Detrás de los hechos de violencia social está presente la exclusión. Hay un enorme espectro de la comunidad que se siente desamparado. Recorrer los barrios permite descubrir el esfuerzo y la preocupación de docentes, policías, dirigentes sociales, instructores de deportes, y muchas otras personas que perciben problemas serios y crecientes; preocupaciones que, curiosamente, permanecen ajenas a la agenda del debate político y electoral.
Otra encuesta, realizada por la Universidad Católica de Salta a lo largo de los dos últimos años, corrobora aquella percepción generalizada de desamparo y exclusión.
En coincidencia con el relevamiento de El Tribuno, señala a la inseguridad como el problema más grave de los barrios, asociada con las adicciones, los robos y la presencia de patotas. El reclamo, frente a este diagnóstico, exige resolver la desocupación, brindar formación suficiente para una salida laboral de los adolescentes y dignificar los asentamientos precarios que aumentan día a día en la periferia.

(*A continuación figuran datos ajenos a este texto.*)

PR #1189, opened 2023-07-23
feat(world): Add support for composite keys in KeysWithValue module

dhvanipa:
- Added support for up to 5 composite keys in the `KeysWithValue` module. Followed the same approach currently being used in the `KeysInTable` module.
- Updated query in `KeysInTable` to no longer need the helper function `valuesToTuples`
- Added test for composite keys
- Updated doc

### DIFF
--- a/packages/world/src/modules/keyswithvalue/KeysWithValueHook.sol
+++ b/packages/world/src/modules/keyswithvalue/KeysWithValueHook.sol
@@ -9,7 +9,7 @@ import { IBaseWorld } from "../../interfaces/IBaseWorld.sol";
 import { ResourceSelector } from "../../ResourceSelector.sol";
 
 import { MODULE_NAMESPACE } from "./constants.sol";
-import { KeysWithValue } from "./tables/KeysWithValue.sol";
+import { KeysWithValue, KeysWithValueData } from "./tables/KeysWithValue.sol";
 import { ArrayLib } from "../utils/ArrayLib.sol";
 import { getTargetTableSelector } from "../utils/getTargetTableSelector.sol";
 
@@ -19,7 +19,7 @@ import { getTargetTableSelector } from "../utils/getTargetTableSelector.sol";
  * and then replicate logic from solecs's Set.sol.
  * (See https://github.com/latticexyz/mud/issues/444)
  *
- * Note: if a table with composite keys is used, only the first key is indexed
+ * Note: this module only supports up to 5 composite keys.
  */
 contract KeysWithValueHook is IStoreHook {
   using ArrayLib for bytes32[];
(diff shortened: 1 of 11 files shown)


packages/world/src/modules/keyswithvalue/KeysWithValueHook.sol
```diff
@@ -29,45 +29,78 @@ contract KeysWithValueHook is IStoreHook {
     return IBaseWorld(StoreSwitch.getStoreAddress());
   }
 
+  function handleSet(bytes32 tableId, bytes32 valueHash, bytes32[] memory key) internal {
```
alvrs, line 32: nit: should we call this `_addKeyToList`, move to next to `_removeKeyFromList` and align the function signatures?

packages/world/test/KeysWithValueModule.t.sol
```diff
@@ -202,22 +321,62 @@ contract KeysWithValueModuleTest is Test, GasReporter {
...
     endGasReport();
 
     // Assert that the list is correct
     assertEq(keysWithValue.length, 1);
-    assertEq(keysWithValue[0], key1);
+    assertEq(keysWithValue[0].length, 1);
+    assertEq(keysWithValue[0][0], key1);
 
-    // Set a another key with the same value
+    // // Set a another key with the same value
```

No aparece en las encuestas, pero sí en las conversaciones con los habitantes de los barrios: los suicidios de jóvenes son cosa de todas las semanas. No obstante, la gente no se resigna a familiarizarse con la violencia social. Los barrios esperan, y así los dicen sus referentes, que la dirigencia no oculte los problemas y que evite hacer política con ellos.
Pero, sobre todo, es imprescindible que esa dirigencia comprenda que solo la educación eficiente y el empleo genuino aseguran la inclusión y que, por eso, ambos deben formar parte estructural de las políticas de Estado de Salta.